Listed entries: Begin

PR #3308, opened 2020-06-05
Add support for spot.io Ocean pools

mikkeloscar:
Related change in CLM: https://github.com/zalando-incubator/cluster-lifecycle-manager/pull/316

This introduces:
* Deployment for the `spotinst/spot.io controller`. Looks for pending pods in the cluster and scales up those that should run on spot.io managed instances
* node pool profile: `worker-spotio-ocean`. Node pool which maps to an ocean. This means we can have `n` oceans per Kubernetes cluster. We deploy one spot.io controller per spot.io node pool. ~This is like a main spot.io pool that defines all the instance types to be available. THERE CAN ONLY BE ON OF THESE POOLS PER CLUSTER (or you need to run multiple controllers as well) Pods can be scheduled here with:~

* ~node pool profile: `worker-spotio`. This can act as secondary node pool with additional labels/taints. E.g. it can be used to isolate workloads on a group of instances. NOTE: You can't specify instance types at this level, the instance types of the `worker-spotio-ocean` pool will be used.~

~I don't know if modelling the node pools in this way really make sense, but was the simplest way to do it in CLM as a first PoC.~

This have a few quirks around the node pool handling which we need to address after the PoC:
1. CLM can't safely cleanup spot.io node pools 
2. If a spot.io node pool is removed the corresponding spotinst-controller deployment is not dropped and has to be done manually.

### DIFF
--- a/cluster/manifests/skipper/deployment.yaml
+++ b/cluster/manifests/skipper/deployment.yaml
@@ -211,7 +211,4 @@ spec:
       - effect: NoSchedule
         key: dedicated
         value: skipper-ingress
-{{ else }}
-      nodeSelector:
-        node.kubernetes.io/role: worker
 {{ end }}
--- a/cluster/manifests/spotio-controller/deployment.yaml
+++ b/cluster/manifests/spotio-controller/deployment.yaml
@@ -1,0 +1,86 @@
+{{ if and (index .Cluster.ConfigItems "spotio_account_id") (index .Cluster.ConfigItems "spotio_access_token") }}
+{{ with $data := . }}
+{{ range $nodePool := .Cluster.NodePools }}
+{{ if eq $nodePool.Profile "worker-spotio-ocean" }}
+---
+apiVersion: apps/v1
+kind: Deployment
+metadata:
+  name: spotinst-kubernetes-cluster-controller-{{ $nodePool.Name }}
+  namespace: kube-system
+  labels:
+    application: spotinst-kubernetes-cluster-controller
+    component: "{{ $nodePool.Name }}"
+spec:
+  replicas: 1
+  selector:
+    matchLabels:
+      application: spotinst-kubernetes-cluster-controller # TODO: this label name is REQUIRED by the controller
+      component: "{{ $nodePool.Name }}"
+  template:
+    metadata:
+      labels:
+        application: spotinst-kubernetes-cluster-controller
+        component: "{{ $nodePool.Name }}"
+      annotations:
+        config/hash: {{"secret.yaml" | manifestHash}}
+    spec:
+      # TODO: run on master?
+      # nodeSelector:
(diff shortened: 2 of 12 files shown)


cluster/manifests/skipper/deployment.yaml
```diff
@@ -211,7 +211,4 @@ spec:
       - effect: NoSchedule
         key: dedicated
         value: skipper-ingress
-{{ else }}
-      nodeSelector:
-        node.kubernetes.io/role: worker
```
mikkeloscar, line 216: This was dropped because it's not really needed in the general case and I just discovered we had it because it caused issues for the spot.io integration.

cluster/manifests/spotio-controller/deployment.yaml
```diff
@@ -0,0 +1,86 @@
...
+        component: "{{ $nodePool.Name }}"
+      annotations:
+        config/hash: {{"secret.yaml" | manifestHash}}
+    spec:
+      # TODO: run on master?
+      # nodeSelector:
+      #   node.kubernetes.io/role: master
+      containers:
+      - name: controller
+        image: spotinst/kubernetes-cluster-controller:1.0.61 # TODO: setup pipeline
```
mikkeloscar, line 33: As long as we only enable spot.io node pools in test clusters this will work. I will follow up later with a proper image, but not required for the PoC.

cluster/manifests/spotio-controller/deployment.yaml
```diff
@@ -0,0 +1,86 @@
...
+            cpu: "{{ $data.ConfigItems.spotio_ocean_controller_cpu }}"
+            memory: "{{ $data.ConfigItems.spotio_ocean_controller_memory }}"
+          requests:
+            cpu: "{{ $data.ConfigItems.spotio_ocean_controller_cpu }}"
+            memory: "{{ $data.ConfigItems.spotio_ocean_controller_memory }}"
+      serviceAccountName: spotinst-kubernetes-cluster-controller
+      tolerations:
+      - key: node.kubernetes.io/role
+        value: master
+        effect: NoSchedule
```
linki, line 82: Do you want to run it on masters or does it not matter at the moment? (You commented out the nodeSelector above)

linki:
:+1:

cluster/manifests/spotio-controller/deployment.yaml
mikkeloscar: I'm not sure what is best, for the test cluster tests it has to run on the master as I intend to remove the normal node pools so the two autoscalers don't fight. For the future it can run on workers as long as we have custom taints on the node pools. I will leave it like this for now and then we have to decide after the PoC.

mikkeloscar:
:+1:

Listed entries: End

*What you should do*: Give the material again, complete and unaltered.

*Result of the exercise*:
PR #3308, opened 2020-06-05
Add support for spot.io Ocean pools

mikkeloscar:
Related change in CLM: https://github.com/zalando-incubator/cluster-lifecycle-manager/pull/316

This introduces:
* Deployment for the `spotinst/spot.io controller`. Looks for pending pods in the cluster and scales up those that should run on spot.io managed instances
* node pool profile: `worker-spotio-ocean`. Node pool which maps to an ocean. This means we can have `n` oceans per Kubernetes cluster. We deploy one spot.io controller per spot.io node pool. ~This is like a main spot.io pool that defines all the instance types to be available. THERE CAN ONLY BE ON OF THESE POOLS PER CLUSTER (or you need to run multiple controllers as well) Pods can be scheduled here with:~

* ~node pool profile: `worker-spotio`. This can act as secondary node pool with additional labels/taints. E.g. it can be used to isolate workloads on a group of instances. NOTE: You can't specify instance types at this level, the instance types of the `worker-spotio-ocean` pool will be used.~

~I don't know if modelling the node pools in this way really make sense, but was the simplest way to do it in CLM as a first PoC.~

This have a few quirks around the node pool handling which we need to address after the PoC:
1. CLM can't safely cleanup spot.io node pools 
2. If a spot.io node pool is removed the corresponding spotinst-controller deployment is not dropped and has to be done manually.

### DIFF
--- a/cluster/manifests/skipper/deployment.yaml
+++ b/cluster/manifests/skipper/deployment.yaml
@@ -211,7 +211,4 @@ spec:
       - effect: NoSchedule
         key: dedicated
         value: skipper-ingress
-{{ else }}
-      nodeSelector:
-        node.kubernetes.io/role: worker
 {{ end }}
--- a/cluster/manifests/spotio-controller/deployment.yaml
+++ b/cluster/manifests/spotio-controller/deployment.yaml
@@ -1,0 +1,86 @@
+{{ if and (index .Cluster.ConfigItems "spotio_account_id") (index .Cluster.ConfigItems "spotio_access_token") }}
+{{ with $data := . }}
+{{ range $nodePool := .Cluster.NodePools }}
+{{ if eq $nodePool.Profile "worker-spotio-ocean" }}
+---
+apiVersion: apps/v1
+kind: Deployment
+metadata:
+  name: spotinst-kubernetes-cluster-controller-{{ $nodePool.Name }}
+  namespace: kube-system
+  labels:
+    application: spotinst-kubernetes-cluster-controller
+    component: "{{ $nodePool.Name }}"
+spec:
+  replicas: 1
+  selector:
+    matchLabels:
+      application: spotinst-kubernetes-cluster-controller # TODO: this label name is REQUIRED by the controller
+      component: "{{ $nodePool.Name }}"
+  template:
+    metadata:
+      labels:
+        application: spotinst-kubernetes-cluster-controller
+        component: "{{ $nodePool.Name }}"
+      annotations:
+        config/hash: {{"secret.yaml" | manifestHash}}
+    spec:
+      # TODO: run on master?
+      # nodeSelector:
(diff shortened: 2 of 12 files shown)


cluster/manifests/skipper/deployment.yaml
```diff
@@ -211,7 +211,4 @@ spec:
       - effect: NoSchedule
         key: dedicated
         value: skipper-ingress
-{{ else }}
-      nodeSelector:
-        node.kubernetes.io/role: worker
```
mikkeloscar, line 216: This was dropped because it's not really needed in the general case and I just discovered we had it because it caused issues for the spot.io integration.

cluster/manifests/spotio-controller/deployment.yaml
```diff
@@ -0,0 +1,86 @@
...
+        component: "{{ $nodePool.Name }}"
+      annotations:
+        config/hash: {{"secret.yaml" | manifestHash}}
+    spec:
+      # TODO: run on master?
+      # nodeSelector:
+      #   node.kubernetes.io/role: master
+      containers:
+      - name: controller
+        image: spotinst/kubernetes-cluster-controller:1.0.61 # TODO: setup pipeline
```
mikkeloscar, line 33: As long as we only enable spot.io node pools in test clusters this will work. I will follow up later with a proper image, but not required for the PoC.

cluster/manifests/spotio-controller/deployment.yaml
```diff
@@ -0,0 +1,86 @@
...
+            cpu: "{{ $data.ConfigItems.spotio_ocean_controller_cpu }}"
+            memory: "{{ $data.ConfigItems.spotio_ocean_controller_memory }}"
+          requests:
+            cpu: "{{ $data.ConfigItems.spotio_ocean_controller_cpu }}"
+            memory: "{{ $data.ConfigItems.spotio_ocean_controller_memory }}"
+      serviceAccountName: spotinst-kubernetes-cluster-controller
+      tolerations:
+      - key: node.kubernetes.io/role
+        value: master
+        effect: NoSchedule
```
linki, line 82: Do you want to run it on masters or does it not matter at the moment? (You commented out the nodeSelector above)

linki:
:+1:

cluster/manifests/spotio-controller/deployment.yaml
mikkeloscar: I'm not sure what is best, for the test cluster tests it has to run on the master as I intend to remove the normal node pools so the two autoscalers don't fight. For the future it can run on workers as long as we have custom taints on the node pools. I will leave it like this for now and then we have to decide after the PoC.

mikkeloscar:
:+1:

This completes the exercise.